When mice were put first on a low-fiber diet reproducing the Western style diet (WSD) for 8 weeks, they had an altered colonic microbiota composition that led to increased penetrability -which has been reported as a potential risk for inflammatory bowel disease in humans- and a reduced growth rate of the inner mucus layer after only 3 days. In genetically obese mice (Ob/Ob mice) that were fed a standard chow diet, two out of six mice displayed a highly penetrable inner mucus layer, therefore suggesting that the observed defective mucus layer may be a consequence of both diet and host metabolic factors. Besides this, although WSD feeding did not alter overall mucus protein composition, it resulted in increased mucus production by the host, which means that impairment of the mucus barrier may provoke a compensatory host response.
In a second experiment, the gut microbiota from chow-fed mice was transplanted to the mice fed a fiber-depleted diet and, as a result, recipient mice regained both barrier defects. Notably, the growth rate of the inner mucus layer positively correlated with relative abundance of Bifidobacterium, which was dramatically reduced between days 3 and 7 of WSD feeding (the period coinciding with the onset of the mucus defects). These data highlight that the gut microbiota is causal for the reduced mucus growth and increased penetrability.

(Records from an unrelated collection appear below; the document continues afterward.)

PR #144, opened 2023-09-25
Satisfy clippy

paulgb:


.vscode/settings.json
rolyatmax, line 1: This file should be ignored

rolyatmax (approved):

PR #149, opened 2023-09-26
Export ClientToken from @y-sweet/react and @y-sweet/client

### LINKED ISSUE #129: Consider `@y-sweet/react` re-exporting `ClientToken` type
I think it would make sense to export this type, so I can do a `const token = useMemo((): ClientToken => ({ ... }), [...])` in my provider.

I can work around this by also adding the sdk package & importing the type from there.

paulgb:
Closes #129.

- Moves `encodeClientToken`, which is only used on the client, into `@y-sweet/client`.
- Exports `ClientToken` from `@y-sweet/react` and `@y-sweet/client`, so that clients do not have to depend on `@y-sweet/sdk` just for type safety.


rolyatmax (approved):
LGTM - is the plan to follow this with a version bump and publish?

rolyatmax:
Also looks like the debugger expects `decodeClientToken` from the sdk?

PR #156, opened 2023-10-09
don't try to set cache property on fetch on cloudflare worker in sdk

zwily:


rolyatmax:
@zwily Thanks for this PR! I've been spending some time today learning about how the Nextjs and Cloudflare `fetch()` functions cache responses. The more I learn about the complexities of each API, the more I'm thinking that maybe this problem can be solved by including `cache-control: no-store` and `expires: 0` headers in the response from the y-sweet server. If Nextjs and Cloudflare honor these headers when determining whether or not it should cache, then I think I might prefer that approach over adding logic in the SDK for each flavor of `fetch()` we encounter.

From [these docs](https://developers.cloudflare.com/workers/examples/cache-using-fetch#caching-html-resources), it looks like Cloudflare Workers will honor the TTL set in the response headers (assuming they're referring to the `expires` header). As for Nextjs, I'm not entirely sure from just reading [their](https://nextjs.org/docs/app/building-your-application/caching#data-cache) [docs](https://nextjs.org/docs/app/api-reference/functions/fetch).

zwily:
@rolyatmax I agree, that would be better. Good luck in your investigations. :)

rolyatmax:
@zwily I think this approach might be the easiest right now - https://github.com/drifting-in-space/y-sweet/pull/158

rolyatmax:
@zwily #158 has landed and been published in `sdk@0.0.9`. I'm going to close this PR for now. Let me know if that change works for you!

PR #361, opened 2024-12-13
Prepare client package for jsr.io

paulgb:
Seems worth trying out, in part for its built-in documentation viewer. If it works well, I'm tempted to remove docs.y-sweet.dev in favor of linking to jsr.io docs.


paulgb:
Looks like it won't work until jsr supports peer dependencies (https://github.com/jsr-io/jsr/issues/301)

PR #362, opened 2024-12-17
small refactor to clarify logic

rolyatmax:
Small logic clarification I came across as I was catching up on the new provider. `getClientToken` already handles the `AuthEndpoint` type for both cases: when it's a `function` and when it's a `string`.


michaelsilver (approved):

jakelazaroff (approved):
LGTM

paulgb (approved):
Thanks!

PR #363, opened 2024-12-18
Ensure new provider works with older server versions

paulgb:
The new client relies on a message type in order to support heartbeats and sync status. If it's talking to an older server version, the server will ignore its requests for heartbeats, and the client will assume the connection is unhealthy and attempt to reconnect in a periodic loop.

To test this, run the examples along with an old version of the server, e.g. `npx y-sweet@0.6.0 serve`

This fixes the library by adding a boolean field `receivedAtLeastOneSyncResponse`. As long as this is `false`, we will continue to send heartbeats and sync status requests, but we will never terminate a connection over a missed heartbeat.

This is a somewhat crude approach. We should support version negotiation eventually. But it's nice and simple, and will be easy to rip out later.

### DIFF
--- a/js-pkg/client/src/provider.ts
+++ b/js-pkg/client/src/provider.ts
@@ -148,6 +148,17 @@ export class YSweetProvider {
 
   private retries: number = 0
 
+  /**
+   * Older versions of the Y-Sweet server did not support the sync message, and would ignore it.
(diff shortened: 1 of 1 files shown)


jakelazaroff (approved):
LGTM

rolyatmax (approved):

PR #369, opened 2025-01-06
Fix debugger console logging in React hook

paulgb:
The new Y-Sweet provider broke the code that printed the Y-Sweet debugger to the console, because the code that reads the active client token runs before the client token is fetched (since fetching now happens asynchronously). This fixes the debugger by installing an event listener on the provider, which is triggered when the client token becomes available.

Reported by Sorin [on discord](https://discord.com/channels/939641163265232947/1202346195142312019/1325396209770303489).

### DIFF
--- a/js-pkg/client/src/provider.ts
+++ b/js-pkg/client/src/provider.ts
@@ -1,4 +1,4 @@
-import { ClientToken } from '@y-sweet/sdk'
+import { encodeClientToken, type ClientToken } from '@y-sweet/sdk'
 import * as decoding from 'lib0/decoding'
 import * as encoding from 'lib0/encoding'
 import * as awarenessProtocol from 'y-protocols/awareness'
@@ -91,6 +91,9 @@ export type YSweetProviderParams = {
    * Defaults to `false`; set to `true` to enable.
    */
   offlineSupport?: boolean
+
+  /** Whether to show the debugger link. Defaults to true. */
+  showDebuggerLink?: boolean
 }
 
 async function getClientToken(authEndpoint: AuthEndpoint, roomname: string): Promise<ClientToken> {
@@ -143,6 +146,7 @@ export class YSweetProvider {
   private connectionTimeoutHandle: ReturnType<typeof setTimeout> | null = null
 
   private reconnectSleeper: Sleeper | null = null
+  private showDebuggerLink = true
 
   private indexedDBProvider: IndexedDBProvider | null = null
 
@@ -159,6 +163,13 @@ export class YSweetProvider {
    */
   private receivedAtLeastOneSyncResponse: boolean = false
 
+  private get debugUrl() {
+    if (!this.clientToken) return null
+
+    const payload = encodeClientToken(this.clientToken)
+    return `https://debugger.y-sweet.dev/?payload=${payload}`
+  }
+
   constructor(
     private authEndpoint: AuthEndpoint,
     private docId: string,
@@ -168,6 +179,8 @@ export class YSweetProvider {
     if (extraOptions.initialClientToken) {
       this.clientToken = extraOptions.initialClientToken
     }
+
+    this.showDebuggerLink = extraOptions.showDebuggerLink !== false
 
     // Sets up some event handlers for y-websocket compatibility.
     new WebSocketCompatLayer(this)
@@ -371,7 +384,9 @@ export class YSweetProvider {
     this.isConnecting = true
     this.setStatus(STATUS_CONNECTING)
 
-    while (![STATUS_OFFLINE, STATUS_CONNECTED].includes(this.status)) {
+    const lastDebugUrl = this.debugUrl
+
+    connecting: while (![STATUS_OFFLINE, STATUS_CONNECTED].includes(this.status)) {
       this.setStatus(STATUS_CONNECTING)
       let clientToken
       try {
@@ -391,7 +406,7 @@ export class YSweetProvider {
       for (let i = 0; i < RETRIES_BEFORE_TOKEN_REFRESH; i++) {
         if (await this.attemptToConnect(clientToken)) {
           this.retries = 0
-          break
+          break connecting
         }
 
         let timeout =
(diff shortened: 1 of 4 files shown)


js-pkg/react/src/main.tsx
```diff
@@ -253,26 +259,40 @@ export function YDocProvider(props: YDocProviderProps) {
...
+            'font-style: italic;',
+          )
+        }
       }
 
+      provider.on('connection-status', connectionCallback)
+
       if (canceled) {
+        provider.off('connection-status', connectionCallback)
         provider.destroy()
```
rolyatmax, line 296: I think the function returned from the `useEffect()` should handle all the cleanup (i.e. destroying the provider). Ideally, destroying the provider would also make sure all event subscriptions are removed. The original purpose of the `canceled` check here, I think, is to drop out of the execution following an `await` in case the promise chain had been canceled in the meantime.

In other words, I think we should (1) make sure `provider.destroy()` removes all event subscriptions, (2) remove the logic from this `if (canceled)` block except the `return`.

js-pkg/react/src/main.tsx
```diff
@@ -253,26 +259,40 @@ export function YDocProvider(props: YDocProviderProps) {
...
-        console.log(
-          '%cTo hide the debugger link, pass showDebuggerLink={false} to YDocProvider',
-          'font-style: italic;',
-        )
+      // If the client reconnects, the "connected" event will fire again. We should only show the
+      // debugger link again if the client token has changed.
+      let lastClientToken: { value: ClientToken | null } = { value: null }
+
+      let connectionCallback = (status: YSweetStatus) => {
+        if (props.showDebuggerLink === false) return // note: if showDebuggerLink is undefined, we show the debugger link.
```
rolyatmax, line 273: There is potential for a bug here as this closes over the old `props` value. If that `props.showDebuggerLink` value changes, this closure will still use the old value.

Here's an idea: do we only want to show the debugger link for React users? Maybe we should handle this inside the Provider (in `@y-sweet/client`) instead of in React. I think it might be easier to reason about the state there.

jakelazaroff: +1 to showing the link in `@y-sweet/client`.

Not strictly related to this PR but imo one thing that makes this a little confusing is the IIFE (which isn't necessary since `createYjsProvider` isn't an async function)

js-pkg/react/src/main.tsx
```diff
@@ -241,6 +242,11 @@ export type YDocProviderProps = {
   offlineSupport?: boolean
 }
 
+function clientTokensEqual(a: ClientToken | null, b: ClientToken | null): boolean {
+  if (a === null || b === null) return false
```
jakelazaroff, line 246: Feels kind of weird to allow `null` here — like, if _both_ `a` and `b` are `null`, isn't it kinda… vacuously true, in the same sense that `[].every(anyFunction)` is? I'd push the `null` checking up to the caller.

js-pkg/react/src/main.tsx
rolyatmax: Oh yeah! Totally forgot that we made `createYjsProvider` synchronous!

jakelazaroff:
@rolyatmax @paulgb Updated this PR to move the debugger URL logic to `@y-sweet/client`. In general this feels a lot better to me — great suggestion Taylor!

Note that I'm making the `debugUrl` getter private, since our plan is to eventually deprecate it and provide embedded dev tools.

paulgb:
> @rolyatmax @paulgb Updated this PR to move the debugger URL logic to `@y-sweet/client`. In general this feels a lot better to me — great suggestion Taylor!
> 
> Note that I'm making the `debugUrl` getter private, since our plan is to eventually deprecate it and provide embedded dev tools.

How about making it public but marking with jsdoc as `@deprecated`, so that people aren't surprised if it goes away but it can solve some problems in the meantime?

js-pkg/client/src/provider.ts
```diff
@@ -407,6 +422,17 @@ export class YSweetProvider {
...
 
     this.isConnecting = false
+
+    if (this.showDebuggerLink && lastDebugUrl !== this.debugUrl) {
+      console.log(
+        `%cOpen this in Y-Sweet Debugger ⮕ ${this.debugUrl}`,
+        'font-size: 1.5em; display: block; padding: 10px;',
+      )
+      console.log(
+        '%cTo hide the debugger link, pass showDebuggerLink={false} to YDocProvider',
```
paulgb, line 432: Now that this is in the client we can't assume the user is using react, right? Maybe we need to cover both cases (react and native) here?

jakelazaroff: good catch, I'll just make the message a bit more generic

js-pkg/react/src/main.tsx
```diff
@@ -250,38 +241,15 @@ export function YDocProvider(props: YDocProviderProps) {
   const [ctx, setCtx] = useState<YjsContextType | null>(null)
 
   useEffect(() => {
-    let canceled = false
-    let provider: YSweetProvider | null = null
     const doc = new Y.Doc()
+    const provider = createYjsProvider(doc, docId, authEndpoint, {
+      initialClientToken,
+      offlineSupport: props.offlineSupport,
+    })
```
rolyatmax, line 248: Do we need to pass in `showDebuggerLink` here now?

js-pkg/react/src/main.tsx
```diff
@@ -250,38 +241,15 @@ export function YDocProvider(props: YDocProviderProps) {
...
-        return
-      }
-
-      setCtx({ doc, provider })
-    })()
+    setCtx({ doc, provider })
 
     return () => {
-      canceled = true
       provider?.destroy()
```
rolyatmax, line 253: Nit: now that all the logic here is synchronous, we can drop the `?` after `provider`.

rolyatmax (approved):
Two small comments there, but otherwise LGTM! Thanks for taking this over the finish line!

js-pkg/react/src/main.tsx
jakelazaroff: whoops good catch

Finally, the researchers tested whether the probiotic strain Bifidobacterium longum NCC 2705 (B. longum) or prebiotic oligofructose-enriched inulin could restore mucus properties. Administration of B. longum restored mucus growth, whereas administration of the fermentable fiber inulin prevented increased mucus penetrability in Western style diet-fed mice. These results show that the WSD-induced increase in mucus penetrability and decrease in mucus growth rate are separate events and both interventions may open up new possibilities in the management of diseases with colonic mucus deterioration.
On the whole, the study by Zou et al. shows that the fermentable fiber inulin’s benefits on metabolic syndrome are mediated via the gut microbiota to increase intestinal epithelial cell proliferation, prevent colonic atrophy, and reduce microbiota infiltration to the mucus layer. The second study by Schroeder et al. adds to the former one that WSD-mediated alterations of the gut microbiota composition cause defects of the inner mucus layer. Bifidobacterium longum or inulin supplements prevent mucus defects and could open new potential management strategies for diseases with an affected mucus layer, such as ulcerative colitis.
References:
Zou J, Chassaing B, Singh V, et al. Fiber-mediated nourishment of gut microbiota protects against diet-induced obesity by restoring IL-22-mediated colonic health. Cell Host Microbe. 2017; doi: 10.1016/j.chom.2017.11.003.
Schroeder BO, Birchenough GMH, Ståhlman M, et al. Bifidobacteria or fiber protects against diet-induced microbiota-mediated colonic mucus deterioration. Cell Host Microbe. 2017; doi: 10.1016/j.chom.2017.11.004.